The junction between the Syrian and Ifriqiyan armies near Tlemcen did not go any more smoothly. The Ifriqiyans were still smoldering about the Kairouan reports and offended by Syrian high-handedness, while the Syrians remained incensed at what they perceived to be ingratitude. Balj immediately brought up the issue of the threats Habib had made in his heated letter, and demanded that his uncle Kulthum ibn Iyad arrest the Ifriqiyan commander for treason. Habib in turn threatened to decamp unless Kulthum brought his nephew to order and treated the Ifriqiyans with more respect. The armies nearly came to blows. But by smooth diplomacy, Kulthum managed to patch over the quarrels and hold the armies together. But the mutual resentments would play a role in what followed.

The joint Syrian-Ifriqiyan army clashed with the Berber rebels at the Battle of Bagdoura, by the Sebou river (near modern Fez) in October 741. In setting up the battle, Kulthum disdained Habib ibn Abi Ubaida's experience and advice on how to fight the Berbers - 'foot for foot, horse for horse' – and instead sent the Arab cavalry forth against the Berber foot. Berber slingers and missile troops quickly dehorsed and separated them, depriving the Arabs of their best asset. The Berbers then fell upon the Arab infantry, overwhelming them with numbers and targeting their commanders. The Ifriqiyan column was the first to be hit, and Habib ibn Abi Ubaida among the first to be killed.

Once Habib was known to have fallen, the Ifriqiyan troops felt no compulsion to remain in the field with the hateful Syrians, and quickly broke ranks and fled, leaving the Syrians to fight alone. The defeat turned into a rout. Some two-thirds of the Arab forces, including the governor Kulthum, were either killed or captured by the Berbers.

The Ifriqiyan remnant fled in a scattered manner back to Kairouan, while the remainder of the Syrian army, held together by Balj ibn Bishr, scampered to Ceuta and secured passage over to al-Andalus. Habib's eldest son, Abd al-Rahman ibn Habib al-Fihri, survived the battle and accompanied the Syrians to Spain.

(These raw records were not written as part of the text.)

PR #532, opened 2026-06-22
Use iscsi-gen-initiatorname in iscsi-init

Mr-Bossman:


etc/systemd/iscsi-init.service.template
```diff
@@ -16,4 +16,4 @@ WantedBy=systemd-remount-fs.service
 [Service]
 Type=oneshot
 RemainAfterExit=no
-ExecStart=/usr/bin/sh -c 'echo "InitiatorName=`@SBINDIR@/iscsi-iname`" > /etc/iscsi/initiatorname.iscsi'
+ExecStart=/usr/bin/sh -c 'iscsi-gen-initiatorname'
```
Mr-Bossman: It might also be good to make the use of `iscsi-gen-initiatorname` consistant and use it for `make install_iname`, but having the script find  `iscsi-iname` when not in `/sbin` was not trivial.

gonzoleeman: Sorry, but no.

I agree using iscsi-gen-initiatorname is a good idea. Our distribution has:

> ExecStart=@BINDIR@/iscsi-gen-initiatorname

But you can't use "sh -c" because you are relying on PATH, and that's security hole. No telling what PATH may be set to.

The meson script to convert certain special pathnames in template files into real names is already present, so removing it here doesn't save any complexity. These pathnames are filled in at build time, when we know what pathname we are using, i.e. we don't have to "find" anything on a live system.

As far as the "make" targets, they are deprecated in favor of meson. They are only still around, to help some transition, and for a limited time. If you are using them, please transition to meson. I'll be glad to help you get started if you would like.

So please close or fix this pull request.

utils/iscsi-gen-initiatorname.sh.template
```diff
@@ -16,8 +16,7 @@ INAME_DIR="@HOMEDIR@"
 INAME_FILE="$INAME_DIR/initiatorname.iscsi"
 
 # our default IQN prefix
-DEFAULT_IQN_PREFIX="iqn.1996-04.de.suse:01"
-
+DEFAULT_IQN_PREFIX="@IQN_PREFIX@"
 #
```
gonzoleeman, line 21: I like this idea.

utils/Makefile
```diff
@@ -18,7 +18,7 @@ HOMEDIR ?= $(etcdir)/iscsi
 
 RULESDIR ?= $(etcdir)/udev/rules.d
 
-IQN_PREFIX ?= "iqn.2016-04.com.open-iscsi"
```
gonzoleeman, line 21: I do not care about Makefiles and will not test them. If you resubmit this I will likely merge your changes here, with that huge caveat.

gonzoleeman (commented):
this one might be okay, with stated caveat

etc/systemd/iscsi-init.service.template
gonzoleeman: I'm sorry, ours has "@SBINDIR@/iscsi-gen-initiatorname". Apologies for visual cut-n-paste error.

Mr-Bossman: > But you can't use "sh -c" because you are relying on PATH, and that's security hole. No telling what PATH may be set to.

Interesting didn't realize that. good to know

utils/Makefile
Mr-Bossman: Oh ok i was wondering why there is both meson and make files. the makefiles do work for the utils directory still so ill keep this change

cleech:
Thanks for working on this @Mr-Bossman  
@gonzoleeman, I asked Jesse to look at making this script work for us at RH. Thanks for reviewing.  
I think this is looking good.

utils/iscsi-gen-initiatorname.sh.template
```diff
@@ -16,7 +16,7 @@ INAME_DIR="@HOMEDIR@"
 INAME_FILE="$INAME_DIR/initiatorname.iscsi"
 
 # our default IQN prefix
-DEFAULT_IQN_PREFIX="iqn.1996-04.de.suse:01"
+DEFAULT_IQN_PREFIX="@IQN_PREFIX@"
```
cleech, line 19: Can you also update doc/iscsi-gen-initiatorname.8.template to use @IQN_PREFIX@?  Thank you.

```
--- a/doc/iscsi-gen-initiatorname.8.template
+++ b/doc/iscsi-gen-initiatorname.8.template
@@ -36,7 +36,7 @@ Force overwrite of existing initiator name, if present.
 .TP
 .BI [-p] \fIIQN-PREFIX\fP
 Use \fIIQN-PREFIX\fP as the prefix to the IQN generated,
-instead of the default of \fBiqn.1996-04.de.suse:01\fP.
+instead of the default of \fB@IQN_PREFIX@\fP.
 .SH FILES
 .TP
 @HOMEDIR@/initiatorname.iscsi
```

cleech (approved):

PR #534, opened 2026-06-23
iscsiuio: Fix -Waddress-of-packed-member

Mr-Bossman:
Fix -Waddress-of-packed-member warnings in
uip-neighbor.c:uip_neighbor_out by using memcpy().

Fix warings in uip-arp.c:uip_arp_update by changing the type of ipaddr to const u8_t * instead of u16_t *, and using memcmp() for comparison.

### DIFF
--- a/iscsiuio/src/uip/uip_arp.c
+++ b/iscsiuio/src/uip/uip_arp.c
@@ -119,7 +119,7 @@ void uip_arp_timer(void)
 }
 
 /*----------------------------------------------------------------------------*/
-static void uip_arp_update(u16_t *ipaddr, struct uip_eth_addr *ethaddr)
+static void uip_arp_update(const u8_t *ipaddr, struct uip_eth_addr *ethaddr)
 {
 	u8_t i;
 	struct arp_entry *tabptr;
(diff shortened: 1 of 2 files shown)


iscsiuio/src/uip/uip_arp.c
```diff
@@ -136,8 +136,8 @@ static void uip_arp_update(u16_t *ipaddr, struct uip_eth_addr *ethaddr)
 
 			/* Check if the source IP address of the incoming packet
 			   matches the IP address in this ARP table entry. */
-			if (ipaddr[0] == tabptr->ipaddr[0] &&
-			    ipaddr[1] == tabptr->ipaddr[1]) {
+			if (memcmp(ipaddr, tabptr->ipaddr,
```
gonzoleeman, line 139: I'm not crazy about using memcmp() to compare numbers. But this is low-level code that knows how the numbers are laid out. But I guess I can live with it, since it will remove those annoying compiler warnings.

gonzoleeman (approved):
Looks good to me.

iscsiuio/src/uip/uip_arp.c
Mr-Bossman: we could alternatively use `memcpy` like in `uip_neighbor_out`, but because `ipaddr` is packed in this case an array and `tabptr->ipaddr` is also an array, the resulting code should be identical in functionality.

Mr-Bossman:
@gonzoleeman are there any updates on this?

gonzoleeman:
Merged. Thank you.

PR #535, opened 2026-06-23
Fix security issues recently discovered by Keith at Linneman Labs

gonzoleeman:
Fix two security-related issues in open-iscsi.


keithlinneman:
Just leaving a quick note here - I sent you an email.

usr/discovery.c
```diff
@@ -126,6 +126,35 @@ int discovery_isns_set_servername(char *address, int port)
 	return 0;
 }
 
+/*
+ * iqn_name_valid -- is the supplied IQN name valid?
+ *
```
mikechristie: If we are doing docbook style then I think you don't want the newline.

Also I noticed I messed up and I think we are supposed to do 2 stars "/**", but in many places I did 1 "/*" like you did above.

usr/discovery.c
```diff
@@ -612,6 +653,12 @@ add_target_record(char *name, char *end, discovery_rec_t *drec,
 		log_error("TargetName %s too long, ignoring", name);
 		return 0;
 	}
+
+	if (!iqn_name_valid(name)) {
+		log_error("Discovery TargetName invalid: \"%s\"", name);
+		return 0;
+	}
+
```
mikechristie, line 632: We can also add record manually:

iscsiadm -m node -o new -T target_name ....

so I think you want add checks in exec_node_op(). Or put it in iscsiadm:main() when we get the target name passed in and are about to use it in the call

main()
{
....
                rec = idbm_create_rec(targetname, tpgt, ip, port, iface, 1);

And then we can also create records via the fw discovery method. Checkout exec_fw_disc_op. I think you want a check in there or exec_disc_op_on_recs.

I think you also want to check iscsistart.c:main(). When we create a session by just passing in the info, then later we can use that info to create records.

Also I noticed above for iSNS you check the initiator name. Do you want to check the initiator name in other places to be consistent even though it will not cause the issue described? Or can you hit the issue with initiator names as well. The bug description mentioned target name only so I was not sure.

iscsiuio/src/unix/iscsid_ipc.c
```diff
@@ -1120,7 +1120,7 @@ static void *iscsid_loop(void *arg)
 			continue;
 		}
 
-		if (!mgmt_peeruser(iscsid_opts.fd, user) || strncmp(user, "root", PEERUSER_MAX)) {
+		if (!mgmt_peeruser(s2, user) || strncmp(user, "root", PEERUSER_MAX)) {
 			close(s2);
 			ILOG_ERR(PFX "Access error: non-administrative connection rejected");
 			break;
```
mikechristie: The s2 part of the fix looks good to me.

Do we want to continue here though? If we break then a non root user could do a request and that would fail correctly now, but then iscsiuio would exit. We wouldn't be able to handle future requests or if we are mid multi request operation we wouldn't be able to handle it.

usr/discovery.c
gonzoleeman: I will fix this

iscsiuio/src/unix/iscsid_ipc.c
gonzoleeman: Yes. Keith brought up the same point.

usr/discovery.c
gonzoleeman: Thank you Mike for your thorough review. It's important to get this correct, and I appreciate your help.

I removed the check for initiator name. That was just an error on my part. I don't see that as a valid attack vector. If the attacker can change /etc/iscsi/initiatorname.iscsi, then they've already broken into root-owned files and could do anything anyway. I added a check for target name there.

I added checks in iscsiadm.c and iscsistart.c.

I will submit my update soon.

gonzoleeman:
I have updated my branch and force-pushed it. Here's a list of the changes:

Changes in V2:
============

* in general
 * do dot log invalid IQNs (except in debug mode at high
   debug level)
 * better wording in IQN validaty errors, to make it clear
   what is being done
 * moved iqn_name_valid from discovery.c to initiator_common.c,
   no longer static via initiator.h

* in iscsid_ipc.c:
 * change "break" to "continue" in the case of a validation error
   (this was never hit before because validation always succeeded)

* in discovery.c
 * stop printing invalid IQN name (except in debug)
 * fix printing of "bad" character (if any) in IQN name
 * change debug printing of bad name from level 7 to level 8 (for debug)
 * fix docbook for new function
 * in discovery_isns_query(), no need to check out initiator name,
   change to checking target name

* in iscsiadm.c
 * in main: check passed in targetname before calling idbm_create_rec
 * in exec_disc_op_on_recs(), check returned target name (for "update" or
   "new")

* in iscsistart.c
 * in main, check passed in target name

iscsiuio/src/unix/iscsid_ipc.c
gonzoleeman: I believe I fixed this.

gonzoleeman:
@mikechristie @cleech @keithlinneman : any more feedback, or can I go ahead?

usr/discovery.c
gonzoleeman: fixed with new pull request.

keithlinneman:
Looks good from my side. All look resolved cleanly.

Issue #541, opened 2026-08-14
use of uninitialized `if_hwaddr` in `find_vlan_dev`


dirkmueller:
https://github.com/open-iscsi/open-iscsi/commit/996269f9ea214e776eb81f9ff538da788c873a14#diff-6734bcb2d7b22d4b4368c8b5a6a4fea187c67e34af754bcaa4bb9178e6e6532bL202

removed the only remaining initialization of the stack local variable `if_hwaddr`, which is otherwise completely uninitialized. 

Right afterwards, `ioctl(sockfd, SIOCGIFHWADDR, &if_hwaddr)` is executed on this uninitialized struct, which most likely contains complete garbage in `ifr_name`. this error isn't caught because the return value of the ioctl() call is not checked at all, but instead silently assumed to be passing, and afterwards the struct members are accessed, like for example

`if (if_hwaddr.ifr_hwaddr.sa_family != ARPHRD_ETHER)` 

which accesses uninitialized memory and causes undefined behavior. 

It is not entirely clear to me what the function tries to do, but either a lot of the code needs to be removed (anything that handles if_hwaddr) or the previous strlcpy removal needs to be reworked somehow. the linux kernel "tools/virtio/vhost_net_test.c" as well as other open source code that I can find are always memset'ing the entire struct to zero before invoking this ioctl() and also check the return code before continuing. 

the way this was introduced in 2.1.12 means it is now I think broken.

cleech:
While that commit left an uninitialized struct ifreq, I think it was the previous commit in this file 72c2b97 "IPv6 support for iBFT iSCSI boot" that first probably broke vlan support and passed a NULL physdev to find_vlan_dev.  I'll take a look at this, but I don't have a ready test for vlan booting.

gonzoleeman:
Closing this, since the fix was just merged.

PR #545, opened 2026-08-19
iscsi_net_util: fix broken VLAN support in find_vlan_dev

cleech:
Commit 72c2b97c introduced a bug by passing physdev to find_vlan_dev() before it was initialized (physdev was set after the call instead of before). This was then made worse by commit 996269f which removed the netdev parameter entirely, leaving if_hwaddr.ifr_name uninitialized.

This fix:
- Restores the netdev parameter to find_vlan_dev()
- Re-adds the strlcpy() to initialize if_hwaddr.ifr_name
- Fixes the call order to set physdev before calling find_vlan_dev() in both net_setup_netdev_ipv4() and net_setup_netdev_ipv6()

I've briefly tested this with iscsistart -N with an iBFT table containing a VLAN
- 2.1.11 segfaults
- 2.1.12 fails to find the VLAN device
- 2.1.12 + this fix correctly configures the VLAN device

### DIFF
--- a/usr/iscsi_net_util.c
+++ b/usr/iscsi_net_util.c
@@ -185,7 +185,7 @@ free_ifni:
 	return 0;
 }
 
-static char *find_vlan_dev(int vlan_id) {
+static char *find_vlan_dev(char *netdev, int vlan_id) {
 	struct ifreq if_hwaddr;
 	struct ifreq vlan_hwaddr;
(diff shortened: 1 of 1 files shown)


cleech:
this should fix #541

gonzoleeman:
Excellent. Thank you.

PR #549, opened 2026-09-01
Make shell scripts POSIX compatible and add a shellcheck workflow

ncopa:
Make all scripts work with POSIX shell so we don't need bash.

Add a github workflow to check scripts with shellcheck.

### DIFF
--- a/.github/workflows/shellcheck.yml
+++ b/.github/workflows/shellcheck.yml
@@ -1,0 +1,20 @@
+name: ShellCheck
+
+on:
+  push:
+  pull_request:
+
+permissions:
+  contents: read
+
+jobs:
+  shellcheck:
+    runs-on: ubuntu-latest
+    steps:
+      - uses: actions/checkout@v4
+      - name: Install ShellCheck
+        run: sudo apt-get update && sudo apt-get install --yes shellcheck
+      - name: Check shell scripts
+        run: |
+          git -c color.ui=false grep -lE '^#!.*(ba)?sh([[:space:]]|$)' | \
+            xargs -r shellcheck
--- a/etc/initd/initd.debian
+++ b/etc/initd/initd.debian
@@ -1,4 +1,5 @@
 #! /bin/sh
+# shellcheck disable=SC2034
 ### BEGIN INIT INFO
 # Provides:
 # Required-Start:
@@ -15,6 +16,7 @@ PIDFILE=/run/iscsid.pid
 
 [ -x "$DAEMON" ] || exit 0
 
+# shellcheck disable=SC1091
 . /lib/lsb/init-functions
 
 if [ ! -d /sys/class/ ]; then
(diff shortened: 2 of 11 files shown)


gonzoleeman:
It may take me a while to evaluate this request. I am not sure I'm comfortable changing "bash" to "sh". It works fine for my distribution, since "sh" is just a symlink to "bash". But I worry other distributions could have an issue with this change. Is the reason you want to do this to support musl? Does your platform not have bash?

I also do not know anything about spellcheck, nor about GitHub workflows. It looks like you've set it up for ubuntu only, using apt-get. I'm not sure how I feel about adding a workflow I don't use and can't easily run. Perhaps that should be a separate pull request, and include other distributions? FTR, I downloaded shellcheck on Tumbleweed, version 0.11.0, and  several of the scripts still fail shellcheck after your changes, mostly about putting double quotes around variable usage.

ncopa:
> Is the reason you want to do this to support musl?

No. Reason is that in Alpine Linux we use busybox ash as default shell (it is around 60-70kb compared to bash 1MB+). We have for a long time had downstream [patches](https://gitlab.alpinelinux.org/alpine/aports/-/blob/3.24-stable/main/open-iscsi/0001-make-shell-scripts-POSIX-compatible.patch?ref_type=heads) to remove the dependency of bash. I now took the time to clean those up a bit.

> Does your platform not have bash?

Not by default, but you can always `apk add bash` on Alpine Linux, but those scripts are simple and does not really depend on any bash specific features. The cleanups are trivial. We simply want remove an unnecessary dependency.

> I also do not know anything about spellcheck

`shellcheck`(https://www.shellcheck.net/) is a standard shell linter to find common (potential) shell script problems. It can be used to detect bash specific features and ensure that script is actually POSIX compatible.

> nor about GitHub workflows. It looks like you've set it up for ubuntu only, using apt-get. I'm not sure how I feel about adding a workflow I don't use and can't easily run.

The idea is that the github workflow runs when contributors opens pull requests. If the changes passes the `shellcheck`  linter it will turn green, and if it fails, it will be red. I added this mostly to prove that  I don't introduce any syntax problems and to prevent future changes to unintentionally re-introduce bash specific changes.

> ... include other distributions?

I don't think that makes any sense. We only want verify that the shell scripts passes a linter, which distro that happens on does not matter. I may make sense to run a test build on different distros though, but that is out of scope for this PR.

> FTR, I downloaded shellcheck on Tumbleweed, version 0.11.0, and several of the scripts still fail shellcheck after your changes, mostly about putting double quotes around variable usage.

Ok. I suppose we can do it in two steps:
- use posix shell
- fix shellcheck

ncopa:
BTW...

> But I worry other distributions could have an issue with this change

That is why I used shellcheck.

ncopa:
Superseded by https://github.com/open-iscsi/open-iscsi/pull/552 which should be easier to review.

PR #550, opened 2026-09-01
gitignore: ignore generated build artifacts

ncopa:


gonzoleeman:
If you use mason to build, and build in a subdirectory, as is standard practice, many of these .gitignore patterns would not be needed. But I see no harm in adding them.

PR #551, opened 2026-09-01
iscsiadm: handle getopt errors directly

ncopa:
getopt_long signals parse failures through its return value, while optopt may be zero for an invalid long option on musl.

Habib was survived by several sons, notably Abd al-Rahman, Ilyas, Abd al-Wareth and Amran. In 745, they took over and ruled Ifriqiya as a Fihrid family dominion. One of Habib's son's, Ismail ibn Habib al-Fihri, would forgo the coast and family politics and head inland to organize campaigns against the desert-dwelling nomadic Berbers below the Sous valley, pushing into the region of what is now Western Sahara and Mauritania. It is reported by one of his commanders that, by the 730s, their expeditions had reached as far south as "the Nile" (the Senegal River).

==Sources==
- Ibn Khaldun, Histoire des Berbères et des dynasties musulmanes de l'Afrique, 1852 trans., Algiers.
- Hrbek, Ivan (1992), Africa from the Seventh to the Eleventh Century, 3rd, University of California Press
- Julien, Charles-André, Histoire de l'Afrique du Nord, des origines à 1830, édition originale 1931, réédition Payot, Paris, 1961
- Abd al-Wahid Dhannun Taha, The Muslim conquest and settlement of North Africa and Spain, 1989, London, Routledge.